*Dataset entries:*
PR #1813, opened 2023-05-27
fflogs event adapter: handle prepull auras as a statusApply

Hugmeir:
Auras seem like a bit of a holdover from WoW, but for us they seem to cover pre-pull statuses, like stances (Grit, Mighty Guard, the BLU mimickries), as well as Well Fed and the Squadron Manual.

This makes those auras show up for us as a statusApply event at pull start.

### DIFF
--- a/src/reportSources/legacyFflogs/eventAdapter/translate.ts
+++ b/src/reportSources/legacyFflogs/eventAdapter/translate.ts
@@ -376,7 +376,7 @@ export class TranslateAdapterStep extends AdapterStep {
 		}
 	}
 
-	private adaptCombatantInfoEvent(event: CombatantInfoEvent): Array<Events['actorUpdate']> {
+	private adaptCombatantInfoEvent(event: CombatantInfoEvent): Array<Events['actorUpdate'] | Events['statusApply']> {
 		// TODO: Use more info in here. We're currently extracting the speed attribute values for the logging player, but there's also player level, prepull statuses, and more in there.
 
 		const attributeMapping: Array<[number | undefined, Attribute]> = [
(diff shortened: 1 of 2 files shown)


src/reportSources/legacyFflogs/eventAdapter/translate.ts
```diff
@@ -391,20 +391,34 @@ export class TranslateAdapterStep extends AdapterStep {
...
-			return []
+		const ourEvents = new Array<Events['actorUpdate'] | Events['statusApply']>()
+		// "Auras" seems to be a holdover from WoW, but over here they mainly cover Stances;
+		// Tank Stance (Grit, etc), as well as the BLU mimickries.
+		// The minimum thing we can do here is just report these as a statusApply at the
+		// start of each pull.
+		event.auras.forEach(aura => {
+			const statusApplyEvent: Events['statusApply'] = {
+				...this.adaptTargetedFields(event),
+				type: 'statusApply',
```
AkairyuGestalter, line 402: If you take a look at these events in the Events View module while debugging, they all end up saying that the target of the status apply is "Unknown" since there isn't actually a targetID property on the CombatantInfoEvent for resolveTargetId to use (by way of the adaptTargetedFields call). Can we add this after the adaptTargetedFields call to set the target to the source player (since no FFXIV 'aura' applies to anyone other than the source):
```
target: resolveActorId({
	id: event.sourceID,
	instance: event.sourceInstance,
	actor: event.source,
}),
```
This is basically the same thing that the actorUpdate synthing is doing into the actor property.

AkairyuGestalter (dismissed):
One comment about the target of these adapted statusApply events...

src/reportSources/legacyFflogs/eventAdapter/translate.ts
Hugmeir: I had tried this originally, but it runs into a potentially annoying issue:  Ignore BLU, and say that we have a log with a SCH, and they do a pre-pull Succor; everyone gets the `Galvanize` shield.

The logs we get from fflogs will have that `Galvanize` as a pre-pull aura, with no target; If we make the target default to the source, then you end up in the bizarre situation of everyone in the party being able to apply `Galvanize` to themselves.

I don't know what the side effects of that would be; for BLU it caused the Overheal report to start triggering for non-healers.

AkairyuGestalter: Ah, ok. I didn't realize other statuses like that would fall into this category... never mind on this then. I'll need to do some more testing to see if the 'unknown' target ends up doing anything weird, but if not then this change seems fine

AkairyuGestalter (approved):
Not seeing any unintended side effects of the 'unknown' targets on the logs I've checked through so this seems to be fine.

PR #1816, opened 2023-05-27
Fix Devilment timing check for 6.4+

AkairyuGestalter:
A knock-on effect of the buff radius changes made in 6.4 was that Technical Finish no longer immediately applies to the source Dancer upon action execution. This opened up the possibility for Devilment to be executed between the execution of the Technical Finish, and the application of its status, which was causing the "Was Devilment used on time?" check to fail incorrectly.

Updated to hook the player dancer's Technical Finish actions as well as Technical Finish status applications for the purpose of opening a new window, and adjusted the check to determine whether Devilment was used on time accordingly.

### DIFF
--- a/src/parser/jobs/dnc/changelog.tsx
+++ b/src/parser/jobs/dnc/changelog.tsx
@@ -77,4 +77,9 @@ export const changelog = [
 		Changes: () => <>Fix a bug where fights with unavoidable downtime could report Standard Step uptime as a negative percentage.</>,
 		contributors: [CONTRIBUTORS.AKAIRYU],
 	},
+	{
+		date: new Date('2023-05-27'),
+		Changes: () => <>Adjust Devilment timing check to account for changed Technical Finish status application timing after 6.4.</>,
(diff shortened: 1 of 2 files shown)


AzariahAeroborn (commented):
If we're in a 2 DNC party and we're the second tech step, it looks like tryOpenWindow is going to throw a new window onto the stack before we get the remove event from the previous DNC and cause problems - can you test for this case before we merge this?

AkairyuGestalter:
Made up a log on a dummy and no, it's doing what I'd expect it to do. The status application from the other DNC initiates the window, and my action keeps it open since we haven't had the end timestamp set yet. Also double-checked that my status application doesn't inappropriately close the other DNC's window.

AkairyuGestalter:
Neglected to make sure the "Don't use Devilment outside of Technical" suggestion was performing correctly wrt to hooking the action in addition to the status applications... Hurf. It be fixed now too.

AzariahAeroborn (approved):

PR #1817, opened 2023-05-28
PLD - Skip tracking defensives with shared gauge resources

AkairyuGestalter:
Intervention, Holy Sheltron, and Cover all use Oath Gauge, so their usage is more complicated than just the "is the cooldown up?" question. Consequently, they shouldn't be tracked by the Defensives analysis


Toastdeib (approved):
Looks good to me.

PR #1823, opened 2023-05-30
WHM Update Assize cooldown from 6.3 patch

psummers678:
Noticed Assize cooldown was incorrect in the data so updated to match 6.3 notes

### DIFF
--- a/src/data/ACTIONS/root/WHM.ts
+++ b/src/data/ACTIONS/root/WHM.ts
@@ -133,7 +133,7 @@ export const WHM = ensureActions({
 		id: 3571,
 		name: 'Assize',
 		icon: 'https://xivapi.com/i/002000/002634.png',
-		cooldown: 45000,
+		cooldown: 40000,
 	},
 
 	ASYLUM: {


src/data/ACTIONS/root/WHM.ts
```diff
@@ -133,7 +133,7 @@ export const WHM = ensureActions({
 		id: 3571,
 		name: 'Assize',
 		icon: 'https://xivapi.com/i/002000/002634.png',
-		cooldown: 45000,
+		cooldown: 40000,
```
nonowazu, line 136: This will have to be made in the [6.3 patch file](https://github.com/xivanalysis/xivanalysis/blob/endwalker/src/data/ACTIONS/layers/patch6.3.ts) instead of in the root - this allows calculations for things like assize to be consistent for a 6.1 vs a 6.3 log (for example)

nonowazu (changes requested):

src/data/ACTIONS/root/WHM.ts
psummers678: Ah ok mb closed

Issue #1707, opened 2022-06-29
[MCH] [Minor] Incorrect calculation of Gauss Round cooldown


LonelyCat124:
In this analysis:
https://xivanalysis.com/fflogs/yFv3zHLqWY6dPNTD/1/6

I apparently used 55/53 gauss round, but 55/56 ricochet.
Ignoring the 1s gap between the first ricochet and first gauss round, I should be otherwise able to use the same number of both as far as I can tell. I also definitely shouldn't be able to use more than possible.

The same bug doesn't seem to have occurred for this log though:
https://xivanalysis.com/fflogs/7bgPmYN26BX4QKWj/1/4

Maliziacat:
calculateMaxUsages in parser\core\modules\CooldownDowntime.tsx
gResets = 70, meaning we cast Heat Blast 70 times, for 70 * 15 = 1050 seconds of extra time.
gUsages = 55, meaning we cast Gauss Round 55 times.

expectedFirstUseTime: 3.000s
actualFirstUseTime: 1.513s
pullEndTimestamp: 542.244s, or 9 minutes 2 seconds.

with a cooldown of 30.000s, 542.244 / 30 = 18 extra casts.
Plus 3 initial charges = 21 casts.
70 Heat Blasts * 15 seconds / Heat Blast = 1050s extra time. 1050 / 30 = 35 extra casts from Heat Blasts.
21 + 35 = 56, which is our expected number.

Running with debug logging, however, shows we only looked at 65 Heat Blasts. It's not seeing the last set of 5 Heat Blasts starting at 8:53. This is because it thinks the next charge should be at 9:17, which is after the end of the log, so it doesn't check for more potential cooldown resets (Heat Blasts).

I've published a fix for this, https://github.com/xivanalysis/xivanalysis/pull/1825.

PR #1825, opened 2023-06-02
[Core] Ensure calculation of max cooldown usage always applies cooldown resets

Maliziacat:
**Issue:** https://github.com/xivanalysis/xivanalysis/issues/1707
The calculation of the max usages of a cooldown may fail if cooldown-reset abilities are used shortly before the parse ends and shortly after a period of downtime.

`calculateMaxUsages` in core\modules\CooldownDowntime.tsx has a core loop:
`while currentTime < pullEndTimestamp`
`  1. currentTime += step`
`  2. spend any saved charges, increase current time`
`  3. apply any cooldown resets, decrease current time`
`  4. if charge is available but in downtime, move to end of downtime then spend charge, increase current time`
`  5. if in downtime, increase current time to end of downtime`

This fails for logs like https://xivanalysis.com/fflogs/yFv3zHLqWY6dPNTD/1/6. At 8:47 in the log, we have a charge available to spend, but we're in downtime. So we go to step 4, spend our charge at 8:48, and move our current time to 9:18. 9:18 is past the end of the log and so we think we're done. However, we haven't dealt with the 5 Heat Blasts from 8:53-8:58, which we should do in step 3.

**Fix:** Move step 3 to the end. Apply any cooldown resets after dealing with all possibilities in which we could increase the current time.

**Test Notes:** This affects MCH's Gauss Round / Ricochet (via Heat Blast), DRK's Plunge (via Unmend), and WAR's Infuriate (via Fell Cleave, Decimate, Chaotic Cyclone, Inner Chaos). The bug is most likely to show up in clears where there is downtime shortly before the clear, AND one of these cooldown reset abilities is used between that downtime and the clear.

Test logs:
https://xivanalysis.com/fflogs/yFv3zHLqWY6dPNTD/1/6 - MCH bug report log. Gauss Round now shows 56 potential uses instead of 53.
https://xivanalysis.com/fflogs/qcpAQBKY1Dzdmfkb/6 - two WAR logs, but no interesting downtime. No change.
https://xivanalysis.com/fflogs/APM4TFqyGhNXdcCv/71 - high end DRK/WAR log on P9S, no interesting downtime. No change.
https://xivanalysis.com/fflogs/ALfJhPnCHK4mRT7Y/33 - high end MCH/WAR log on P9S, no interesting downtime. No change.

*To find interesting downtime, I looked at P8S phase 1. If Gorgon was first, there's a big period of downtime for Hippo-2 mechanics shortly before enrage. So we're looking for logs with a clear time between 7:27 and 7:53, with a WAR / DRK / MCH, and a noticeable drop in DPS around 7:00 indicating Hippo-2.*
https://xivanalysis.com/fflogs/6LhHG3WF8gdX4Zxy/4 - DRK and MCH. No change to DRK, because who uses Unmend anyways. MCH Gauss Round / Ricochet potential uses change to 48 from the original 45 because of the post-downtime Hypercharge.
https://xivanalysis.com/fflogs/gQnCyp6FjYXM9Pdz/12/45 and https://xivanalysis.com/fflogs/zFn3t1Z4GLTfKVhP/7/3 - WAR. No change, even with the Inner Release after downtime.
https://xivanalysis.com/fflogs/yJmf84DxzjtF271R/7 - WAR and MCH. No change to either. MCH does enter Hypercharge in the relevant window but only gets a single Heat Blast off.

### DIFF
--- a/src/parser/core/changelog.tsx
+++ b/src/parser/core/changelog.tsx
@@ -10,6 +10,13 @@ export const changelog: ChangelogEntry[] = [
 	// 	contributors: [CONTRIBUTORS.YOU],
 	// },
 	{
+		date: new Date('2023-07-11'),
+		Changes: () => <>
+			Better handling for defensives with a shared cooldown, and fix a bug with the extra use available calculations.
+		</>,
+		contributors: [CONTRIBUTORS.AKAIRYU],
+	},
+	{
 		date: new Date('2023-07-09'),
 		Changes: () => <>
 			Fixed prepull actions for defensive cooldowns module.
--- a/src/parser/core/modules/Defensives.tsx
+++ b/src/parser/core/modules/Defensives.tsx
@@ -9,7 +9,7 @@ import {CooldownDowntime} from 'parser/core/modules/CooldownDowntime'
 import {Data} from 'parser/core/modules/Data'
 import React, {Fragment, ReactNode} from 'react'
 import {Accordion, Button, Icon, Message, Table} from 'semantic-ui-react'
-import {CooldownEndReason, CooldownHistoryEntry, Cooldowns} from './Cooldowns'
+import {ChargeHistoryEntry, CooldownEndReason, CooldownHistoryEntry, Cooldowns} from './Cooldowns'
 import DISPLAY_ORDER from './DISPLAY_ORDER'
 import {Timeline} from './Timeline'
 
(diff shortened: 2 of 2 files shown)


KelosPelmand (changes requested):
While there is definitely an issue that needs fixed in the original algorithm, this fix introduces a different problem.  Consider the following hypothetical:

4 min encounter with downtime from 1:57-2:15
tracked skill with 1 min cd, no charges, first used at 0:00
5s reset skill used at 1:30

Current algo usages at:
0:00
1:00
2:00 -> 1:55 (reduced by reset, used here)
2:55
3:55
5 usages total

Modified algo usages at:
0:00
1:00
2:00 -> 2:15 (moved to end of dt) -> 2:10 (reduced by reset, use here)
3:15
4 usages total

This fix only trades one problem for another, but I don't have a better fix yet, so if you come up with something, feel free to update the PR.

PR #1826, opened 2023-06-02
Update MNK.ts to have the correct cooldown for RoE

cptroot:
Noticed that xivanalysis was saying I could use RoE 27 times in the new extreme.


Dot-Inni:
Depending on when this was changed, it should be in the corresponding patch layer (src/data/ACTIONS/layers), but I'm pretty sure Monk is *generally* still kind of scuffed even at 6.0.

AkairyuGestalter:
Superseded by #1835. Closing.

PR #1828, opened 2023-06-04
Feature/pld 6.4 fixes

czyba:
Prepares PLD for 6.4 by:

* Unflagging Atonement as combo-breaker
* Improve FoF Analysis due to Atonement no longer breaking Combo
* Marking PLD supported Patches range to `[6.3, 6.4]`

Here's an example of the FoF Analysis:
image


czyba:
Due to discussions about scope I've decided to split the PR into seperate parts, the atonement fix and the rest.

PR #2310, opened 2026-06-02
Add UMAD utaStatus IDs

AkairyuGestalter:
## Pull request type

- [x] This is a patch bump

## Pull request details

UMAD adds a couple new statuses that prevent players from acting. Ran the regenerate script to capture those so we respect them for uptime calculations.

Yes, one of them has a weirdly encoded "name". Apparently this is normal-ish per a response in the XIVAPI Discord.

## Testing / Validation

Nothing in particular.

## Job Maintenance
- [x] I am active on the xivanalysis Discord


ackwell (approved):
confirming the `_rsv` name is expected behavior. surprised we've not run into it before in UTA.

PR #1227, opened 2020-02-07
Remove leading slash from redirect value v5.13

alidav01:
The redirects functionality does not handle redirects that have a leading slash such as this one (this will just lead to a page error at the moment).


iriark01:
FYI @AnotherButler

PR #1231, opened 2020-02-09
Fix config option check example

RonEld:
Fix the configuration check of `MBED_CONF_RTOS_PRESENT` to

*Assigned task:* Tell how many lines in the entries contain the string "name", and give nothing beyond the number.

*Your solution:* 4